::: SUPPLIED ENTRIES

PR #1682, opened 2019-01-16
Fix grouping column after map on GroupedDataFrame

nalimilan:
Column indices referred to the original data frame but did not necessarily point to the right column in the new parent. Add tests to cover this situation and more.

(Hide whitespace changes to review.)

### DIFF
--- a/test/grouping.jl
+++ b/test/grouping.jl
@@ -105,35 +105,39 @@ module TestGrouping
         Random.seed!(1)
         df = DataFrame(a = repeat(Union{Int, Missing}[1, 3, 2, 4], outer=[2]),
                        b = repeat(Union{Int, Missing}[2, 1], outer=[4]),
-                       c = Vector{Union{Float64, Missing}}(randn(8)))
+                       c = repeat([0, 1], outer=[4]),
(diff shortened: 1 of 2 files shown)


test/grouping.jl
```diff
@@ -118,112 +116,118 @@ module TestGrouping
         f7(df) = (c2 = df[:c].^2,)
         f8(df) = DataFrame(c2 = df[:c].^2)
 
-        res = unique(df[cols])
-        res.cmax = [maximum(df[(df.a .== a) .& (df.b .== b), :c])
+        for cols in ([:a, :b], [:b, :a], [1, 2], [2, 1], [true, true, false])
```
bkamins: it would be good to add a test also when grouping columns are e.g. column 5 and 3 or something similar (not two first columns). I have checked it manually and it is now OK, but I did not find this covered in tests.

nalimilan: Indeed. I've added a commit. These tests are becoming more complex than the actual code, but I guess there's no way around that. ;-)

bkamins: Thanks. Indeed we probably cannot avoid it, but it is excellent to have them.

::::::

DIRECTIONS: What lines in the records contain the word "module"? Return each one.

ANSWER SECTION:
@@ -105,35 +105,39 @@ module TestGrouping
@@ -118,112 +116,118 @@ module TestGrouping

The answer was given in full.